What is the Dovrat vision?
First and foremost "full responsibility for tapping the
potential of every student." Finally they get it! I always
said my child was a potential Einstein. Now these people,
too, realize the problem is the teachers who failed to tap my
little Chaim's potential. And what will become of the
neighbor's son, who can't understand a single word? He's a
human being, too. The Dovrat Report leaves nobody out:
"Constant nurturing of the weak students."
Turning the page we find more promises. "The educational
system must reduce gaps stemming from the students'
socioeconomic background, their social background [i.e.

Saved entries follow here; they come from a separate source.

PR #2041, opened 2019-04-15
add options to install from remote script (download to tmp)

yucefsourani:
I hope this option is added because it helps a lot
ex:
lutris -r https://raw.githubusercontent.com/yucefsourani/my_lutris_scripts/master/scratch333.yml

### DIFF
--- a/lutris/gui/application.py
+++ b/lutris/gui/application.py
@@ -22,6 +22,8 @@ import signal
 import sys
 import gettext
 from gettext import gettext as _
+import requests
+import tempfile
 
 import gi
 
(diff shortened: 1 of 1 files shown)


strycore:
@yucefsourani I like the feature but can you please change the code so that it doesn't introduce a new option? Lutris should be able to determine automatically when using the -i flag that the file is either local or remote.

lutris/gui/application.py
```diff
@@ -113,6 +115,10 @@ def add_arguments(self):
             "install", ord("i"), GLib.OptionFlags.NONE, GLib.OptionArg.STRING,
             _("Install a game from a yml file"), None,
         )
+        self.add_main_option(
```
strycore: This shouldn't be needed, you can adapt the "install" option to detect http links

strycore:
Totally missed the updated PR, sorry for that! Going to merge this.

PR #2048, opened 2019-04-16
lutris/command: use pool to notify on exit

szekelyszilv:
This pull request aims to improve the exit detection of MonitoredCommands.

The patch changes it to use to use a ThreadPoolExecutor, where a task is inserted to wait for the process to finish, notifying the main thread when wait() returns. This replaces listening for the SIGCHLD signal and dispatching the exit notification from there.

The motivation for this pull request is that I have experienced an issue with installing games. After either the installer or winetricks exited the installation did not proceed to the next step, just waited indefinitely. This patch let me finish the installation process.

Platform where the above issue was noticed:
- Lutris 0.5.2.1
- Python 3.7.3
- GTK 3.28.4
- ArchLinux (latest updates as of 2019-04-16)

I tried testing it on Ubuntu as well, but the original issue didn't surface there. The modifications still let me finish the installation process.


strycore:
@AaronOpfer can you please take a look at this PR and see if it looks ok from your side?

AaronOpfer:
I am uncomfortable with making this change without reliable reproduction steps of the OP's problem. I think adding threads to an application usually causes more problems than it solves and I don't see how threads can solve this particular problem better than asynchronous signals can.

If the OP or someone else can provide:
  * a unittest test case,
 *  test lutris game or windows EXE,
 *  or a .py file that imports `lutris.command` and shows the bad behavior

 I'll be happy to reconsider.

szekelyszilv:
Thank you for the feedback!

I will try to create a testcase or find an alternative solution without threads. In case the problem only manifests with a certain combination of dependency versions, what would be the most convenient for you, how should I provide a test environment?

AaronOpfer:
First of all, thank you for your interest in improving Lutris for everyone.

> I will try to create a testcase or find an alternative solution without threads.

Sorry, but an alternate solution doesn't appeal to me until we can demonstrate that something is wrong via a test case or reproduction steps. I appreciate you're having an issue with lutris that this fixes; but as far as we know other people don't have this problem, and making changes to this code could break lutris for many more people who currently have lutris working for them. Until we know exactly what problem, I am not interested in changing the code. I can't speak for @strycore but I can imagine him feeling the same way.

> In case the problem only manifests with a certain combination of dependency versions, what would be the most convenient for you, how should I provide a test environment?

If the dependencies are Python libraries, you can list them out using `pip freeze`. That, combined with `python --version` might be enough for us to create a virtual environment that matches yours closely. If that doesn't work, maybe we can muck around with an Arch VM that mirrors your setup closely, although I'm unfamiliar with arch and am not sure how fast I can accomplish something like that. :slightly_smiling_face: 

If you can provide this and some basic [reproduction steps](https://secure.phabricator.com/book/phabcontrib/article/reproduction_steps/), that should be enough to look into the problem and consider your pull request.

szekelyszilv:
I have looked into the issue more, and it seems to be cause by the WebKitGTK login window. The latest stable version of WebKitGTK installs signal handlers when it initializes, including SIGCHLD, which override the ones set by Lutris.

# Reproduction steps
- I started with a fresh install of Ubuntu 18.04
- Compile and install WebKit2GTK 2.24.1 (if not available in the repos)
- Start Lutris where GOG is not connected
- Start to install any Wine GOG game
- GOG login window pops up (WebKitGTK gets initialized)
- Cancel and select an .exe file
- Lutris starts installing and hangs after the first task, as signals are no longer delivered

If I modify the GOG service not to open a WebKitGTK dialog then the installation proceeds as normal, as the signal handlers are not replaced.

I have not yet looked into when this change was made, or why, or whether it is possible to switch it off.

Reinstalling the signal handler when starting a new MonitoredCommand also seems to solve the issue.

## WebKitGTK build steps used
```
wget https://webkitgtk.org/releases/webkitgtk-2.24.1.tar.xz
tar -xf webkitgtk-2.24.1.tar.xz
cd webkitgtk-2.24.1
sudo apt install -y build-essential
sudo Tools/gtk/install-dependencies
sudo apt install -y libopenjp2-7-dev libwoff-dev
cd ..
cmake -Hwebkitgtk-2.24.1 -Bbuild \
-DPORT=GTK \
-DCMAKE_BUILD_TYPE=Release \
-DCMAKE_INSTALL_PREFIX=~/.local \
-DCMAKE_SKIP_RPATH=ON \
-DENABLE_GTKDOC=ON \
-DENABLE_PLUGIN_PROCESS_GTK2=OFF \
-DLIBEXEC_INSTALL_DIR=~/.local/lib \
-DLIB_INSTALL_DIR=~/.local/lib
cd build
make -j4
make install
```

It failed at a point for me, I had to run `make JavaScriptCore-4-gir` and then make again.

AaronOpfer:
Thank you @szekelyszilv, this makes the entire issue very clear now.

Since messing with signals is essentially modifying global state, I think it's apparent that the `SIGCHLD` method is inadequate and needs to be replaced.

But, instead of a threadpool, can you modify your PR to use [`Glib.child_watch_add`](https://developer.gnome.org/pygobject/stable/glib-functions.html#function-glib--child-watch-add)? It looks like this would allow us to get that asynchronous callback we're looking for without spawning a thread. The fewer threads in lutris the better IMO.

Thanks again for hunting down the details around this issue!

AaronOpfer:
LGTM :+1:

szekelyszilv:
Thank you for pointing me towards `child_watch_add`! It does indeed look better this way. :)

AaronOpfer:
@strycore this is good to merge IMO unless there is something you still want to see from it?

Sephardic, Ashkenazi, etc.] or their place of residence . .
."
Nu, who does not want to reduce gaps? The majority of Israeli
citizens, at least those who do not live in Kfar Shmarayahu,
would like to see the level of study in every part of the
country, including Dimona and Jaljulya, comparable to the
standards in Herzliya and the like.
Later: "Significant improvement in the teaching profession
and its status in order to transform teaching into a high-
caliber, prestigious, sought-after profession. Greater
demands will be placed on teachers and the authorities, and
responsibilities imposed on them will be increased. The
quality of their training will be raised, their hours will be
increased and their pay will be substantially improved."
The parents of every student in Israel would back this
principle. Who is not in favor of raising the level of
instruction? What parent has not bemoaned the decline in
teaching? And if teachers' salaries increase, my child only
stands to gain.
Let's carry on. "Fortifying the status and independence of
the school: The school and kindergarten are the center of
educational endeavor. They will be given full responsibility,
authority and autonomy in the fields of pedagogy, budgeting
and organization. The school day will be lengthened and
during the course of the day a range of educational
activities will be held for the students and the community."
The long school day is the dream of hundreds of thousands of
parents, who would also be very pleased to see the school
receive full funding autonomy. When offered eight hours a day
of varied educational activities, who could refuse?
Our spirits rise from one moment to the next, particularly
when we consider the high-school girl sitting in a class of
48 students as is typical in many Bais Yaakov schools. "Up to
35 students per classroom: According to the recommendation,
every effort should be made to ensure that no more than 35
students study together in one class. The differential budget
granted to schools with students from a low socioeconomic
background will allow instruction in small study groups to
boost students who encounter difficulties."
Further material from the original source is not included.